Material for this exercise
════════

PR #1393, opened 2018-04-18
Separate foreground & background rendering passes

bgw:
I'm primarily interested in doing this because it'll allow me to optimize the background rendering in later diffs, but this may also make it possible to fix some minor rendering issues.

Right now, if we draw a single-width character that overflows its cell's bounds, and the character to the right of it has a background, that background may cover up the first character's foreground. By drawing the background in a separate pass, we can avoid those cases.

There's still some issues with how dirty regions are computed that makes rendering stuff like that flaky, but this at least gets us closer to "correct" rendering.

Other terminal emulators (e.g. alacritty) render the foreground and background in separate passes:
https://github.com/jwilm/alacritty/blob/1b7ffea/src/renderer/mod.rs#L766

### DIFF
--- a/src/renderer/TextRenderLayer.ts
+++ b/src/renderer/TextRenderLayer.ts
@@ -48,21 +48,24 @@ export class TextRenderLayer extends BaseRenderLayer {
     this.clearAll();
   }
 
-  public onGridChanged(terminal: ITerminal, startRow: number, endRow: number): void {
-    // Resize has not been called yet
-    if (this._state.cache.length === 0) {
-      return;
-    }
-
+  private _forEachCell(
+    terminal: ITerminal,
+    startRow: number,
+    endRow: number,
+    callback: (
+      code: number,
+      char: string,
+      width: number,
+      x: number,
+      y: number,
+      fg: number,
+      bg: number,
+      flags: number
+    ) => void
+  ): void {
     for (let y = startRow; y <= endRow; y++) {
       const row = y + terminal.buffer.ydisp;
       const line = terminal.buffer.lines.get(row);
-
-      this.clearCells(0, y, terminal.cols, 1);
-      // for (let x = 0; x < terminal.cols; x++) {
-      //   this._state.cache[x][y] = null;
-      // }
-
       for (let x = 0; x < terminal.cols; x++) {
         const charData = line[x];
         const code: number = <number>charData[CHAR_DATA_CODE_INDEX];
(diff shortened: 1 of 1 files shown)


src/renderer/TextRenderLayer.ts
```diff
@@ -150,45 +116,68 @@ export class TextRenderLayer extends BaseRenderLayer {
...
+    });
+  }
+
+  public onGridChanged(terminal: ITerminal, startRow: number, endRow: number): void {
+    // Resize has not been called yet
+    if (this._state.cache.length === 0) {
+      return;
     }
+
+    this.clearCells(0, startRow, terminal.cols, endRow - startRow + 1); // endRow is inclusive
```
Tyriar: We could remove the comment if the params were renamed to firstRow and lastRow?

src/renderer/TextRenderLayer.ts
```diff
@@ -150,45 +116,68 @@ export class TextRenderLayer extends BaseRenderLayer {
...
-          }
-          this.fillBottomLineAtCells(x, y);
-        }
+        callback(code, char, width, x, y, fg, bg, flags);
+      }
+    }
+  }
 
-        this.drawChar(terminal, char, code, width, x, y, fg, bg, !!(flags & FLAGS.BOLD), !!(flags & FLAGS.DIM));
+  private _drawBackground(terminal: ITerminal, startRow: number, endRow: number): void {
```
Tyriar: nit: This would be better structured imo as `_drawBackgroundCell`/`_drawForegroundCell` and called like this:

```ts
this._forEachCell(terminal, startRow, endRow, this._drawBackgroundCell);
this._forEachCell(terminal, startRow, endRow, this._drawForegroundCell);
```

Tyriar:
This is related to this but looks like it was caused by another commit. Do you know why this is what I see on the master branch in `vim README.md` when the cursor is on the `*` next to "Note":

image

And this is what I see in vscode (close to master)?

image

bgw:
> Do you know why this is what I see on the master branch in vim README.md when the cursor is on the * next to "Note"

Are you saying that the highlight only appears when you move the cursor over the `*`?

A lot of vim theme/syntax combinations will try to make text like this italic, and if the terminal emulator doesn't support italics ([sometimes this requires messing with terminfo to get it to work](https://sookocheff.com/post/vim/italics/)), it'll often fall back to something else, like inverting the output. I think there's a lot of reasons this could be happening for you, but I'm not sure what it is exactly. I expect that it's related to differences between the demo environment and vscode's environment, rather than a regression in xtermjs.

- How does this look in other terminal emulators?
- What's your `TERM` environment variable in the demo and in vscode?
- Can you try to [figure out what syntax highlighting group this is](http://vim.wikia.com/wiki/Identify_the_syntax_highlighting_group_used_at_the_cursor), and see what your theme does for that group?

Tyriar:
@bgw the major issue is that the cursor is not visible at all, this may be because the background color is the same color as the cursor. I'll check your other questions when I get back to my Linux box 😄

src/renderer/TextRenderLayer.ts
bgw: My plan is to keep track of the previously drawn background color as a variable scoped to the top-level of `_drawBackground`, and then minimize `fillRect` calls by only using `fillRect` once the background color changes or we've stopped iterating over cells.

While your API looks a little nicer, I don't know how I'd accomplish that optimization with it.

Tyriar:
@bgw did you consider splitting up the bg and fg into separate render layers? I can't remember why I merged them to begin with, but it may have been because I was drawing the background with the character to the cache initially, before this existed:

https://github.com/xtermjs/xterm.js/blob/a3ce881897818d1c61476620e7d037717ca9a68f/src/shared/atlas/CharAtlasGenerator.ts#L111-L122

That would make drawing minimal diffs on the background layer super easy as we can keep a `_state` cache like we used to.

bgw:
> did you consider splitting up the bg and fg into separate render layers?

This would be fine for characters drawn from the cache, but the foreground layer would need to be transparent for this to work, and uncached characters drawn directly to the foreground layer wouldn't get SPAA.

We could render uncached characters to an intermediate buffer, and use clearColor on it, but that'll make the uncached codepath that much slower, so I don't think it's good idea.

Tyriar:
> uncached characters drawn directly to the foreground layer wouldn't get SPAA.

@bgw ah yes, that was probably the reason i did it :+1:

════════

What the exercise asks
Print the records above exactly as written.

Written solution
PR #1393, opened 2018-04-18
Separate foreground & background rendering passes

bgw:
I'm primarily interested in doing this because it'll allow me to optimize the background rendering in later diffs, but this may also make it possible to fix some minor rendering issues.

Right now, if we draw a single-width character that overflows its cell's bounds, and the character to the right of it has a background, that background may cover up the first character's foreground. By drawing the background in a separate pass, we can avoid those cases.

There's still some issues with how dirty regions are computed that makes rendering stuff like that flaky, but this at least gets us closer to "correct" rendering.

Other terminal emulators (e.g. alacritty) render the foreground and background in separate passes:
https://github.com/jwilm/alacritty/blob/1b7ffea/src/renderer/mod.rs#L766

### DIFF
--- a/src/renderer/TextRenderLayer.ts
+++ b/src/renderer/TextRenderLayer.ts
@@ -48,21 +48,24 @@ export class TextRenderLayer extends BaseRenderLayer {
     this.clearAll();
   }
 
-  public onGridChanged(terminal: ITerminal, startRow: number, endRow: number): void {
-    // Resize has not been called yet
-    if (this._state.cache.length === 0) {
-      return;
-    }
-
+  private _forEachCell(
+    terminal: ITerminal,
+    startRow: number,
+    endRow: number,
+    callback: (
+      code: number,
+      char: string,
+      width: number,
+      x: number,
+      y: number,
+      fg: number,
+      bg: number,
+      flags: number
+    ) => void
+  ): void {
     for (let y = startRow; y <= endRow; y++) {
       const row = y + terminal.buffer.ydisp;
       const line = terminal.buffer.lines.get(row);
-
-      this.clearCells(0, y, terminal.cols, 1);
-      // for (let x = 0; x < terminal.cols; x++) {
-      //   this._state.cache[x][y] = null;
-      // }
-
       for (let x = 0; x < terminal.cols; x++) {
         const charData = line[x];
         const code: number = <number>charData[CHAR_DATA_CODE_INDEX];
(diff shortened: 1 of 1 files shown)


src/renderer/TextRenderLayer.ts
```diff
@@ -150,45 +116,68 @@ export class TextRenderLayer extends BaseRenderLayer {
...
+    });
+  }
+
+  public onGridChanged(terminal: ITerminal, startRow: number, endRow: number): void {
+    // Resize has not been called yet
+    if (this._state.cache.length === 0) {
+      return;
     }
+
+    this.clearCells(0, startRow, terminal.cols, endRow - startRow + 1); // endRow is inclusive
```
Tyriar: We could remove the comment if the params were renamed to firstRow and lastRow?

src/renderer/TextRenderLayer.ts
```diff
@@ -150,45 +116,68 @@ export class TextRenderLayer extends BaseRenderLayer {
...
-          }
-          this.fillBottomLineAtCells(x, y);
-        }
+        callback(code, char, width, x, y, fg, bg, flags);
+      }
+    }
+  }
 
-        this.drawChar(terminal, char, code, width, x, y, fg, bg, !!(flags & FLAGS.BOLD), !!(flags & FLAGS.DIM));
+  private _drawBackground(terminal: ITerminal, startRow: number, endRow: number): void {
```
Tyriar: nit: This would be better structured imo as `_drawBackgroundCell`/`_drawForegroundCell` and called like this:

```ts
this._forEachCell(terminal, startRow, endRow, this._drawBackgroundCell);
this._forEachCell(terminal, startRow, endRow, this._drawForegroundCell);
```

Tyriar:
This is related to this but looks like it was caused by another commit. Do you know why this is what I see on the master branch in `vim README.md` when the cursor is on the `*` next to "Note":

image

And this is what I see in vscode (close to master)?

image

bgw:
> Do you know why this is what I see on the master branch in vim README.md when the cursor is on the * next to "Note"

Are you saying that the highlight only appears when you move the cursor over the `*`?

A lot of vim theme/syntax combinations will try to make text like this italic, and if the terminal emulator doesn't support italics ([sometimes this requires messing with terminfo to get it to work](https://sookocheff.com/post/vim/italics/)), it'll often fall back to something else, like inverting the output. I think there's a lot of reasons this could be happening for you, but I'm not sure what it is exactly. I expect that it's related to differences between the demo environment and vscode's environment, rather than a regression in xtermjs.

- How does this look in other terminal emulators?
- What's your `TERM` environment variable in the demo and in vscode?
- Can you try to [figure out what syntax highlighting group this is](http://vim.wikia.com/wiki/Identify_the_syntax_highlighting_group_used_at_the_cursor), and see what your theme does for that group?

Tyriar:
@bgw the major issue is that the cursor is not visible at all, this may be because the background color is the same color as the cursor. I'll check your other questions when I get back to my Linux box 😄

src/renderer/TextRenderLayer.ts
bgw: My plan is to keep track of the previously drawn background color as a variable scoped to the top-level of `_drawBackground`, and then minimize `fillRect` calls by only using `fillRect` once the background color changes or we've stopped iterating over cells.

While your API looks a little nicer, I don't know how I'd accomplish that optimization with it.

Tyriar:
@bgw did you consider splitting up the bg and fg into separate render layers? I can't remember why I merged them to begin with, but it may have been because I was drawing the background with the character to the cache initially, before this existed:

https://github.com/xtermjs/xterm.js/blob/a3ce881897818d1c61476620e7d037717ca9a68f/src/shared/atlas/CharAtlasGenerator.ts#L111-L122

That would make drawing minimal diffs on the background layer super easy as we can keep a `_state` cache like we used to.

bgw:
> did you consider splitting up the bg and fg into separate render layers?

This would be fine for characters drawn from the cache, but the foreground layer would need to be transparent for this to work, and uncached characters drawn directly to the foreground layer wouldn't get SPAA.

We could render uncached characters to an intermediate buffer, and use clearColor on it, but that'll make the uncached codepath that much slower, so I don't think it's good idea.

Tyriar:
> uncached characters drawn directly to the foreground layer wouldn't get SPAA.

@bgw ah yes, that was probably the reason i did it :+1:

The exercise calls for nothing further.